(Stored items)
------

PR #56, opened 2024-11-17
Add dda voltage cut for all stations per config

pgiri4:
This is the first draft of the DDA voltage cut. A few things: 

1). I have used uproot, but I need suggestions on implementing a PyROOT version of this. I am having problems reading the branch ddaVoltageCurrent[4] correctly with PyROOT. 

2). Will we have a module that reads housekeeping data (event/sensor) and provides us with information per event? 

Please help me to make this better with suggestions and comments.

### DIFF
--- a/araproc/analysis/daq_quality_cut.py
+++ b/araproc/analysis/daq_quality_cut.py
@@ -1,6 +1,10 @@
 import numpy as np
 import logging
 import yaml
+import uproot
+import os
+import re
+
 from araproc.framework import constants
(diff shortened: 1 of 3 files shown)


marcomuzio:
Hey Pawan! After your and @Mohammad-Neutrino 's investigations into this, I think we should move this to be part of the bad run identification script in FiveStation. Given that you all have shown that this often affects a small number of events in a run, let's actually have the function identify a span of bad unix time to be cut, rather than the entire run. Let me know if you have questions!

PR #59, opened 2024-11-19
Undo temporary timing table path fix

marcomuzio:
Updated timing table paths to their permanent locations. Also update `run_example.py` to fix typo that was fixed in [PR#58](https://github.com/ara-software/AraProc/pull/58).


clark2668:
Rock and roll

marcomuzio:
Thanks!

------

**Prompt**
Transcribe every line above, character for character.

**Response area**
PR #56, opened 2024-11-17
Add dda voltage cut for all stations per config

pgiri4:
This is the first draft of the DDA voltage cut. A few things: 

1). I have used uproot, but I need suggestions on implementing a PyROOT version of this. I am having problems reading the branch ddaVoltageCurrent[4] correctly with PyROOT. 

2). Will we have a module that reads housekeeping data (event/sensor) and provides us with information per event? 

Please help me to make this better with suggestions and comments.

### DIFF
--- a/araproc/analysis/daq_quality_cut.py
+++ b/araproc/analysis/daq_quality_cut.py
@@ -1,6 +1,10 @@
 import numpy as np
 import logging
 import yaml
+import uproot
+import os
+import re
+
 from araproc.framework import constants
(diff shortened: 1 of 3 files shown)


marcomuzio:
Hey Pawan! After your and @Mohammad-Neutrino 's investigations into this, I think we should move this to be part of the bad run identification script in FiveStation. Given that you all have shown that this often affects a small number of events in a run, let's actually have the function identify a span of bad unix time to be cut, rather than the entire run. Let me know if you have questions!

PR #59, opened 2024-11-19
Undo temporary timing table path fix

marcomuzio:
Updated timing table paths to their permanent locations. Also update `run_example.py` to fix typo that was fixed in [PR#58](https://github.com/ara-software/AraProc/pull/58).


clark2668:
Rock and roll

marcomuzio:
Thanks!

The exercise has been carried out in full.